> _TASK BRIEF_
The required output is every line from the beginning of the entries below through the line that includes "#include <stdio.h>", copied exactly.
++++++
PR #763, opened 2022-08-05
Fix some code blocks

rowan-walshe:
Some code blocks were pulling in files that they shouldn't have been because they shared a project name with a code block that they shouldn't have.

Some tests were also failing due to missing failure expectations

### DIFF
--- a/content/courses/Ada_For_The_Embedded_C_Developer/chapters/02_Perspective.rst
+++ b/content/courses/Ada_For_The_Embedded_C_Developer/chapters/02_Perspective.rst
@@ -1768,7 +1768,7 @@ consider this C example:
 
 [C]
 
-.. code:: c manual_chop run_button project=Courses.Ada_For_Embedded_C_Dev.Perspective.Overflow_Wraparound_0
+.. code:: c manual_chop run_button project=Courses.Ada_For_Embedded_C_Dev.Perspective.Overflow_Wraparound_C
 
     !main.c
     #include <stdio.h>
@@ -1788,7 +1788,7 @@ The corresponding code in Ada raises an exception:
 
 [Ada]
 
-.. code:: ada run_button project=Courses.Ada_For_Embedded_C_Dev.Perspective.Overflow_Wraparound_1
+.. code:: ada run_button project=Courses.Ada_For_Embedded_C_Dev.Perspective.Overflow_Wraparound_Ada
     :class: ada-run-expect-failure
 
     with Ada.Text_IO; use Ada.Text_IO;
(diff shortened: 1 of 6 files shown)


content/courses/Ada_For_The_Embedded_C_Developer/chapters/02_Perspective.rst
```diff
@@ -1809,7 +1809,7 @@ a 32-bit modular type:
 
 [Ada]
 
-.. code:: ada run_button project=Courses.Ada_For_Embedded_C_Dev.Perspective.Overflow_Wraparound
+.. code:: ada run_button project=Courses.Ada_For_Embedded_C_Dev.Perspective.Overflow_Wraparound_2
```
gusthoff, line 1812: I agree with the distinction between the Ada and the C code. However, we should be able to use `Overflow_Wraparound_1` here as well (instead of giving it a new project name), as the current block will simply overwrite the previous one. Also, the `ada-run-expect-failure` class from the previous block shouldn't play a role here, as the class is block specific.

content/courses/Ada_For_The_Embedded_C_Developer/chapters/02_Perspective.rst
```diff
@@ -1768,7 +1768,7 @@ consider this C example:
 
 [C]
 
-.. code:: c manual_chop run_button project=Courses.Ada_For_Embedded_C_Dev.Perspective.Overflow_Wraparound
+.. code:: c manual_chop run_button project=Courses.Ada_For_Embedded_C_Dev.Perspective.Overflow_Wraparound_0
```
gusthoff, line 1771: Minor remark: the change is OK, but I'd prefer calling them `Overflow_Wraparound_C` and `Overflow_Wraparound_Ada`, as we're doing elsewhere — just to keep things consistent.

rowan-walshe: Happy to change them :+1:

content/courses/Ada_For_The_Embedded_C_Developer/chapters/02_Perspective.rst
rowan-walshe: When I change them I'll use the _Ada for both rather than creating two :+1: 

The reason for the need to have different C and Ada project names here change is because as it generates a `main.c` and `main.adb`, the two ada projects pick up this `main.c` and then gprbuild gives this error: `main.gpr:2:09: "main.adb" and "main.c" have the same object file name`

gusthoff (approved):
++++++
> _EXERCISE OUTPUT_
PR #763, opened 2022-08-05
Fix some code blocks

rowan-walshe:
Some code blocks were pulling in files that they shouldn't have been because they shared a project name with a code block that they shouldn't have.

Some tests were also failing due to missing failure expectations

### DIFF
--- a/content/courses/Ada_For_The_Embedded_C_Developer/chapters/02_Perspective.rst
+++ b/content/courses/Ada_For_The_Embedded_C_Developer/chapters/02_Perspective.rst
@@ -1768,7 +1768,7 @@ consider this C example:
 
 [C]
 
-.. code:: c manual_chop run_button project=Courses.Ada_For_Embedded_C_Dev.Perspective.Overflow_Wraparound_0
+.. code:: c manual_chop run_button project=Courses.Ada_For_Embedded_C_Dev.Perspective.Overflow_Wraparound_C
 
     !main.c
     #include <stdio.h>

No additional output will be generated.